The chaos of innovation

This is all rather thrilling – but I’m still worried. Does Anderson really have no worries about the macro environment? The potential failure of monetary policy perhaps, or the very high valuations in the US market, or the levels of debt in developed countries? We do, after all, live in rather unusual times.

Anderson says, quite rightly, that this isn’t the kind of portfolio you should put all your wealth into. The key is just to have exposure. But it then turns out that there is something he worries about – he’s worried that the change we are seeing across the world at the moment is “too powerful and too important” and that the “process of change will be so dramatic that we can’t cope with it”.

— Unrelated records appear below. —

PR #6683, opened 2024-10-13
fix(api): created at identify using ISO date instead of epoch

scopsy:
Mixpanel and segment expect an ISO date to properly function.

### Screenshots

<details>

</details>


djabarovgeorge (approved):

djabarovgeorge (commented):
maybe it will be a good idea to type the `traits` a bit better so the future maintainers will get it in compilation time.

PR #6684, opened 2024-10-13
fix(api): analytics module

scopsy:

Mis import of the analytics module, caused FE events to be dismissed.

### Screenshots

<details>

</details>

### DIFF
--- a/apps/api/src/app/analytics/analytics.module.ts
+++ b/apps/api/src/app/analytics/analytics.module.ts
@@ -1,12 +1,12 @@
 import { Module } from '@nestjs/common';
-import { AnalyticsService } from '@novu/application-generic';
 import { HttpModule } from '@nestjs/axios';
 import { AnalyticsController } from './analytics.controller';
 import { HubspotIdentifyFormUsecase } from './usecases/hubspot-identify-form/hubspot-identify-form.usecase';
+import { SharedModule } from '../shared/shared.module';
 
 @Module({
-  imports: [HttpModule],
+  imports: [SharedModule, HttpModule],
   controllers: [AnalyticsController],
-  providers: [AnalyticsService, HubspotIdentifyFormUsecase],
+  providers: [HubspotIdentifyFormUsecase],
 })
 export class AnalyticsModule {}


apps/api/src/app/analytics/analytics.module.ts
```diff
@@ -1,12 +1,12 @@
...
 import { AnalyticsController } from './analytics.controller';
 import { HubspotIdentifyFormUsecase } from './usecases/hubspot-identify-form/hubspot-identify-form.usecase';
+import { SharedModule } from '../shared/shared.module';
 
 @Module({
-  imports: [HttpModule],
+  imports: [SharedModule, HttpModule],
   controllers: [AnalyticsController],
-  providers: [AnalyticsService, HubspotIdentifyFormUsecase],
+  providers: [HubspotIdentifyFormUsecase],
```
djabarovgeorge, line 10:
```suggestion
  providers: [analyticsService, HubspotIdentifyFormUsecase],
```

apps/api/src/app/analytics/analytics.module.ts
```diff
@@ -1,12 +1,12 @@
 import { Module } from '@nestjs/common';
-import { AnalyticsService } from '@novu/application-generic';
 import { HttpModule } from '@nestjs/axios';
 import { AnalyticsController } from './analytics.controller';
 import { HubspotIdentifyFormUsecase } from './usecases/hubspot-identify-form/hubspot-identify-form.usecase';
+import { SharedModule } from '../shared/shared.module';
 
 @Module({
-  imports: [HttpModule],
+  imports: [SharedModule, HttpModule],
```
djabarovgeorge, line 8:
```suggestion
  imports: [HttpModule],
```

djabarovgeorge (commented):
importing a custom `analyticsService` provider won't be enough?

apps/api/src/app/analytics/analytics.module.ts
djabarovgeorge: feels like you were missing the process.env.SEGMENT_TOKEN injection? was there something else?

scopsy: It's already imported under the SharedModule, so I think I would love to have a single instance of it

scopsy: It's confusing, but that's how all of our service are exported from app generic

CleanShot 2024-10-13 at 17 41 30@2x

djabarovgeorge (approved):

apps/api/src/app/analytics/analytics.module.ts
djabarovgeorge: got it, i was not sure if it would create 2 instances.

PR #6685, opened 2024-10-14
fix(api): Log exception traits

rifont:

* The current exception logging garbles the error due to the `Error.toString()` method not working as expected. This change explicitly logs out the error traits

### Screenshots

_Before_
image

_After_
image

<details>

</details>


tatarco (approved):
approving to make this go faster, the change was done toghether in sync, should be err: exceprtion

PR #6687, opened 2024-10-14
fix(api): fix getWorkflowBug

tatarco:
https://novu.slack.com/archives/C07HVLG7G2U/p1728652077678029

What on earth does he mean? “We’re going to be facing more change in the next 30 years than in all of accumulated history put together… how long do companies’ real competitive advantage periods last against that?” It may “induce chaos”. Or perhaps “artificial intelligence will take over the world”. Anderson doesn’t bother with “traditional worries”, he says: the real thing to fret about is the results of innovation extended to extremes.

We move to safer ground. The fund-management industry faces a period of huge change as we move towards pensions freedom day (and if it doesn’t, it should do). How does he see it evolving? What the industry needs to focus on, he says, is “ultimate value to savers”. That’s about a variety of things. It is “important for us to focus on how we make companies better at a strategic level”.

One of the most satisfying parts of Anderson’s involvement with Illumina so far has been helping to stop it from being taken over by Roche, for example. Had it happened it would have “done huge damage, not just in shareholder terms, but in terms of human health and the prospects of it”.

I like the idea of good fund managers stepping up their level of engagement. That’s good. But I can’t let him go without asking about cost – which has to be part of value. Can fees in the business fall? They can.

You need to structure this correctly, so that you can get fund managers “who are not concerned about whether they’re going to be sacked at the end of a year, but have the ability to think what’s good for the corporate environment and about what’s good for savers over ten years or 15 years, because they know they’ll still be taking responsibility then”. But that’s possible – “heck, you
can cut our fees quite a lot and still have that security”.

Who is James Anderson?

After graduating from Oxford, and then doing an MA in International Affairs at Johns Hopkins University in Baltimore, James Anderson joined Baillie Gifford in 1983. Two years later he became the manager of Baillie Gifford’s European fund, a position he held for two decades until 2006.

In 2000 he also took over management of the Scottish Mortgage Investment Trust. Barring a six-month sabbatical in 2013 to write a book on investing, he continues to run the trust, which has returned 358% over the past ten years, compared to less than 130% for similar funds.

Sceptical of macroeconomic forecasting, Anderson believes in “identifying transformative companies at a very early stage and owning them all the way through to maturity”. He is also a prominent member of the Institutional Investor Forum, which aims to encourage fund managers to take a longer-term approach to investing.